**RECORDS SUPPLIED**.
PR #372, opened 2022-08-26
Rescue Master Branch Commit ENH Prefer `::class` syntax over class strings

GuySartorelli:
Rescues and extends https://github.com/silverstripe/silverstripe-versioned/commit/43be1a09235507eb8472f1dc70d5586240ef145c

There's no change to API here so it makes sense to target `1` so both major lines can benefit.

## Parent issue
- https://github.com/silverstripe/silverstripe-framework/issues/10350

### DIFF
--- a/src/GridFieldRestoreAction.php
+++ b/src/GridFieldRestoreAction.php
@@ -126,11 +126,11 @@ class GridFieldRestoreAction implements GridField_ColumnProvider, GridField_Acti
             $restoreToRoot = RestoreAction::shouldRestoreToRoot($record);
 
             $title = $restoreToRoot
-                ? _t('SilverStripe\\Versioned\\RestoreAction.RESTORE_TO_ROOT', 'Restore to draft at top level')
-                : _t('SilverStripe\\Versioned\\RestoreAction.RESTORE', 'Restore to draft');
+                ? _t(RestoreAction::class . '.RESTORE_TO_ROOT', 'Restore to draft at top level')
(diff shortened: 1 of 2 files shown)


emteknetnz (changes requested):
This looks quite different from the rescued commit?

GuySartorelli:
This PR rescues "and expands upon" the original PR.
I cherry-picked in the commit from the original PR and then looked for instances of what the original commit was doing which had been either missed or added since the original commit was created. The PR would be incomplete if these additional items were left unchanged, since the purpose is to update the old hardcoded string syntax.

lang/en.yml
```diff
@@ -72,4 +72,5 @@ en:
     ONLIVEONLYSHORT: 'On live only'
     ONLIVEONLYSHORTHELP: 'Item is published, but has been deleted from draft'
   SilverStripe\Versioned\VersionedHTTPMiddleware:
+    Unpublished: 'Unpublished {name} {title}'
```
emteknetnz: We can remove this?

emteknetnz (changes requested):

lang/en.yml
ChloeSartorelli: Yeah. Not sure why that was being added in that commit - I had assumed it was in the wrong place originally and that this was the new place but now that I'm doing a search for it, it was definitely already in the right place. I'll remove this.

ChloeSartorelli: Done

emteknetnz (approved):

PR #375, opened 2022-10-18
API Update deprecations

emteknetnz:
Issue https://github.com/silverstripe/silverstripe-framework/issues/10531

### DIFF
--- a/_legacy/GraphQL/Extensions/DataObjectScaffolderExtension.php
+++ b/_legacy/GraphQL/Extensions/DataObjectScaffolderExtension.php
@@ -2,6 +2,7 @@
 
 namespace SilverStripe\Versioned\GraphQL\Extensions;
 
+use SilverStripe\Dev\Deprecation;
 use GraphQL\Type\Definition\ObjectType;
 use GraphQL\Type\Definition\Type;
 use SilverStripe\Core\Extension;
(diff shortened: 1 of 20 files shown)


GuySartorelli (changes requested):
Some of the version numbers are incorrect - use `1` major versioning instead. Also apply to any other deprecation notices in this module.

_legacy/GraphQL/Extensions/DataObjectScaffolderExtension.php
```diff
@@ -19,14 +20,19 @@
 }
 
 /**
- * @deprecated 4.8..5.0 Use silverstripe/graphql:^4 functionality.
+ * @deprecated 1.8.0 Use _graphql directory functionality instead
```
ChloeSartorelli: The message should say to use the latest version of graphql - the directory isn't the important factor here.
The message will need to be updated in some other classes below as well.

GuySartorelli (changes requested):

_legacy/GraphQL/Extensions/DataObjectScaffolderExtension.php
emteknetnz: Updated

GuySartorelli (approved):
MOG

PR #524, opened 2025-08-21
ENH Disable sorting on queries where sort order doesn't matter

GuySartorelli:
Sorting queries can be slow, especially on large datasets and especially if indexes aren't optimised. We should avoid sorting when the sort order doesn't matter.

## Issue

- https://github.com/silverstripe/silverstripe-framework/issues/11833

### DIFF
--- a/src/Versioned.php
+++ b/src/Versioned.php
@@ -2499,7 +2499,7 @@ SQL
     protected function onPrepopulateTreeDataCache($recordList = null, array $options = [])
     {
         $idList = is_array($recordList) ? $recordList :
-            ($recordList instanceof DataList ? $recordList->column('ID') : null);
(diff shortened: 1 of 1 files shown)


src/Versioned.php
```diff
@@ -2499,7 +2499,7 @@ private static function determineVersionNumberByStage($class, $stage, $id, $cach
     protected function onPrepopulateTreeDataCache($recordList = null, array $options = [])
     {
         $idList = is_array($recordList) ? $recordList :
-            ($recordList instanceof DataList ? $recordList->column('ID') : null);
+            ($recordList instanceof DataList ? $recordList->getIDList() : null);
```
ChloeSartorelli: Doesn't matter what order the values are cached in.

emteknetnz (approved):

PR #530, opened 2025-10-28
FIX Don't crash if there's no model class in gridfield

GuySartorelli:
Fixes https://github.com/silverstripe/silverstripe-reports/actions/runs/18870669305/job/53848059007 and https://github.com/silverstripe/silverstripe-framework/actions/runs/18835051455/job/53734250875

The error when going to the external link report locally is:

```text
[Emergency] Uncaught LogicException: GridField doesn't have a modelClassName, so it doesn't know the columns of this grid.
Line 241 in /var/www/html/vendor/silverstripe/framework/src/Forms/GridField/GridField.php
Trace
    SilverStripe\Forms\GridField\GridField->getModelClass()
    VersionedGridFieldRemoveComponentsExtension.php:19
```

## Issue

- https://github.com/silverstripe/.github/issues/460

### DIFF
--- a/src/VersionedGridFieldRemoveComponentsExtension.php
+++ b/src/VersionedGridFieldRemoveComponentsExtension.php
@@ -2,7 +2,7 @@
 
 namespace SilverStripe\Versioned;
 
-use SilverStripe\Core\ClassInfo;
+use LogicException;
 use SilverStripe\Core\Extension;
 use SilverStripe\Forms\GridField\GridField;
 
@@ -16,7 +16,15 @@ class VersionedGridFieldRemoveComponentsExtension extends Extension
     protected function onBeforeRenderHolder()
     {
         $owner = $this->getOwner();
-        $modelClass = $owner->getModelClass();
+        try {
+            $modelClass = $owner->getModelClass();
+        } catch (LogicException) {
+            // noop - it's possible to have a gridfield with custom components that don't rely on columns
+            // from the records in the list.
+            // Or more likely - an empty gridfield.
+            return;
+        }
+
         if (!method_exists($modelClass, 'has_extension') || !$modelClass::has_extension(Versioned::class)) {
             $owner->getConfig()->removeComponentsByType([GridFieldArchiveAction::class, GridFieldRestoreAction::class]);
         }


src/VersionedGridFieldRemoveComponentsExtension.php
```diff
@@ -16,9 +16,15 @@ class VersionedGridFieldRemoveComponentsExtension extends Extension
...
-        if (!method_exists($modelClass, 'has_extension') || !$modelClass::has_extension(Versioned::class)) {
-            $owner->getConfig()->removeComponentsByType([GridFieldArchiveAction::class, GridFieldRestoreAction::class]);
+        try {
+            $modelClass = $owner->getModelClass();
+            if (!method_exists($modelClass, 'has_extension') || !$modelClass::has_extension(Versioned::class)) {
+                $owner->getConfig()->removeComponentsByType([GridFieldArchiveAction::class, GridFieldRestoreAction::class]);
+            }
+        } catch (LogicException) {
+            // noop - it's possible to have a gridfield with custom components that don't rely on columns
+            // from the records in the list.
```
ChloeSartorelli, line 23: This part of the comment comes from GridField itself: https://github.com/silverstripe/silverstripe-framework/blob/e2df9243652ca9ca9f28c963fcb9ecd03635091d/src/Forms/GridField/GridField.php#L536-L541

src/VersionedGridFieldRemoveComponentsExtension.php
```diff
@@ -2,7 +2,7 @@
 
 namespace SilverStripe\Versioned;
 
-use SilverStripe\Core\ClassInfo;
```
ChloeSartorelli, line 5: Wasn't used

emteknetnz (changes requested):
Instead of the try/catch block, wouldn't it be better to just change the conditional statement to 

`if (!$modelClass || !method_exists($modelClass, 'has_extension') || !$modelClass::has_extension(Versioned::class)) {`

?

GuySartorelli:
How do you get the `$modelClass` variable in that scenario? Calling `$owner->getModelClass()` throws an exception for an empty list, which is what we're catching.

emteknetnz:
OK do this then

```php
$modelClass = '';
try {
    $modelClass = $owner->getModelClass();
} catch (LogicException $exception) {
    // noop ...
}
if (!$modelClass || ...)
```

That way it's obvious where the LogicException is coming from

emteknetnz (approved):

**WHAT TO DO**. Look through the entries and return each line that has the word "matter" in it.

**RESPONSE AREA**.
ENH Disable sorting on queries where sort order doesn't matter
Sorting queries can be slow, especially on large datasets and especially if indexes aren't optimised. We should avoid sorting when the sort order doesn't matter.
ChloeSartorelli: Doesn't matter what order the values are cached in.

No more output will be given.